Carl is a Montreal-based business strategist, digital marketer and executive advisor with over 25 years of hands-on operational, marketing and retail executive experience. He has worked across a full array of business environments from the very large, such as 10 years with Costco Wholesale to working as commercial applications lead for a global B2B security technology company. In both, managing product portfolios and emerging go-to-market strategies.

As the founder of StudioRx, he advises executives, B2C/B2B solution providers and all types of ecosystem partners on how to tailor their solutions according to customers’ evolving needs and build effective commercial strategies to meet them.
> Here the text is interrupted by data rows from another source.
PR #5959, opened 2018-10-10
systemd: extend Status() to work for socket and timer units

bboozzoo:
In wake of extending reporting of service statuses in `snap services` output we
will need to ask for the status of timer and socket units. Those do not have the
Type property. Extend systemd.Status() to work for timers and sockets. While at
it, tweak the field names of returned struct to closer reflect that those are
units (and not necessarily services).


systemd/systemd.go
```diff
@@ -216,66 +216,76 @@ func (*systemd) LogReader(serviceNames []string, n int, follow bool) (io.ReadClo
...
-	cur := &ServiceStatus{}
+	sts := make([]*UnitStatus, 0, len(unitNames))
+	cur := &UnitStatus{}
 	seen := map[string]bool{}
 
 	for _, bs := range statusregex.FindAllSubmatch(bs, -1) {
 		if len(bs[0]) == 0 {
 			// systemctl separates data pertaining to particular services by an empty line
+			unitType := filepath.Ext(cur.UnitName)
+			expected := expectedAll
```
zyga: The handling of expected attributes is a little bit confusing. Could we just have expectedSocket, expectedTimer, expectedMount, expectedService? I think it is fine to repeat something explicitly and pick the right _expected..._ variable based on the extension.

systemd/systemd.go
```diff
@@ -216,66 +216,76 @@ func (*systemd) LogReader(serviceNames []string, n int, follow bool) (io.ReadClo
...
 var statusregex = regexp.MustCompile(`(?m)^(?:(.+?)=(.*)|(.*))?$`)
 
-type ServiceStatus struct {
-	Daemon          string
-	ServiceFileName string
-	Enabled         bool
-	Active          bool
+type UnitStatus struct {
+	Daemon   string
+	UnitName string
```
chipaca: d'oh, so much better

PR #5960, opened 2018-10-11
snap, wrappers: support restart-delay, generate RestartSec=<value> in service units

bboozzoo:
This was asked for in the forum https://forum.snapcraft.io/t/expose-a-more-consistent-subset-of-systemds-service-directives/2268/52

It is possible to control the delay systemd applies between service restarts. The snap YAML looks like this:
```
name: foo
version: 1.0
apps:
  foo:
    daemon: simple
    restart-delay: 12s
```

(cc @kyrofa )

### DIFF
--- a/snap/validate.go
+++ b/snap/validate.go
@@ -623,7 +623,7 @@ func validateAppRestart(app *AppInfo) error {
 
 	if app.RestartDelay != 0 {
 		if !app.IsService() {
-			return fmt.Errorf("cannot define restart-delay for application %q as it's not a service", app.Name)
+			return fmt.Errorf("application %q must be a service to define restart-delay", app.Name)
 		}
 
 		if app.RestartDelay < 0 {
@@ -633,7 +633,7 @@ func validateAppRestart(app *AppInfo) error {
 
 	if app.RestartCond != "" {
 		if !app.IsService() {
-			return fmt.Errorf("cannot define restart-condition for application %q as it's not a service", app.Name)
+			return fmt.Errorf("application %q must be a service to define restart-condition", app.Name)
 		}
 	}
 	return nil
--- a/snap/validate.go
+++ b/snap/validate.go
@@ -614,6 +614,31 @@ func validateAppTimer(app *AppInfo) error {
 	return nil
 }
 
+func validateAppRestart(app *AppInfo) error {
+	// app.RestartCond value is validated when unmarshalling
+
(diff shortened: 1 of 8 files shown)


snap/validate.go
```diff
@@ -614,6 +614,31 @@ func validateAppTimer(app *AppInfo) error {
...
+func validateAppRestart(app *AppInfo) error {
+	// app.RestartCond value is validated when unmarshalling
+
+	if app.RestartDelay == 0 && app.RestartCond == "" {
+		return nil
+	}
+
+	if app.RestartDelay != 0 {
+		if !app.IsService() {
+			return fmt.Errorf("cannot define restart-delay for application %q as it's not a service", app.Name)
```
zyga: Nitpicking on this: `restart-delay is only applicable to services`

snap/validate.go
```diff
@@ -614,6 +614,31 @@ func validateAppTimer(app *AppInfo) error {
...
+		}
+
+		if app.RestartDelay < 0 {
+			return fmt.Errorf("cannot use a negative restart-delay for application %q", app.Name)
```
zyga: `restart-delay cannot be negative`

snap/validate.go
```diff
@@ -614,6 +614,31 @@ func validateAppTimer(app *AppInfo) error {
...
+		}
+	}
+
+	if app.RestartCond != "" {
+		if !app.IsService() {
+			return fmt.Errorf("cannot define restart-condition for application %q as it's not a service", app.Name)
```
zyga: `restart-condition is only applicable to services`

Now with all three of those it would be great if we had a way to scope the error in the context of an application. This would require reworking some of the validation to be done per app and encapsulate the error with the app name. Something like `in application "foo": restart-delay cannot be negative, restart-condition is only applicable to services", etc.

Feel free to ignore all three suggestions though, this may require a rework of the error handling logic to implement.

wrappers/services.go
```diff
@@ -389,6 +389,9 @@ X-Snappy=yes
 ExecStart={{.App.LauncherCommand}}
 SyslogIdentifier={{.App.Snap.InstanceName}}.{{.App.Name}}
 Restart={{.Restart}}
+{{- if .App.RestartDelay}}
+RestartSec={{.App.RestartDelay.Seconds}}
```
zyga: The snapd version of the variable name is so much better than the systemd version!

PR #5961, opened 2018-10-11
snap/pack, snap/squashfs: use type to determine mksquashfs args

chipaca:
We should be using different args for 'snap pack' than we are doing:

* cores and bases should be built with xattrs
* everything else should be squashed to root
* we should use mksquashfs from core if available

this fixes all that. Also, splits squashfs tests into their own
package (most of the lines in the diff are probably about this tbh).

### DIFF
--- a/snap/squashfs/export_test.go
+++ b/snap/squashfs/export_test.go
@@ -1,0 +1,75 @@
+// -*- Mode: Go; indent-tabs-mode: t -*-
+
+/*
+ * Copyright (C) 2018 Canonical Ltd
+ *
+ * This program is free software: you can redistribute it and/or modify
+ * it under the terms of the GNU General Public License version 3 as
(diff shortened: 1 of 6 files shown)


snap/squashfs/export_test.go
```diff
@@ -0,0 +1,75 @@
...
+
+func MockFromCore(newFromCore func(string, ...string) (*exec.Cmd, error)) (restore func()) {
+	oldFromCore := osutilCommandFromCore
+	osutilCommandFromCore = newFromCore
+	return func() {
+		osutilCommandFromCore = oldFromCore
+	}
+}
+
+func Alike(a, b os.FileInfo, c *check.C, comment check.CommentInterface) {
```
stolowski: I think this helper would benefit from a short comment.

He holds an MBA from Queen’s University as well as professional certificates from Stanford, Harvard and MIT.

He advises several technology startups, industry associations and innovation labs.

He is the principal advisor for the McGill University Retail Innovation Lab in Montreal, Canada. He is also, course instructor at McGill Masters in Retail Innovation (emerging technologies and new business models) and adjunct digital marketing faculty at Asian Institute of Technology MBA School of Management.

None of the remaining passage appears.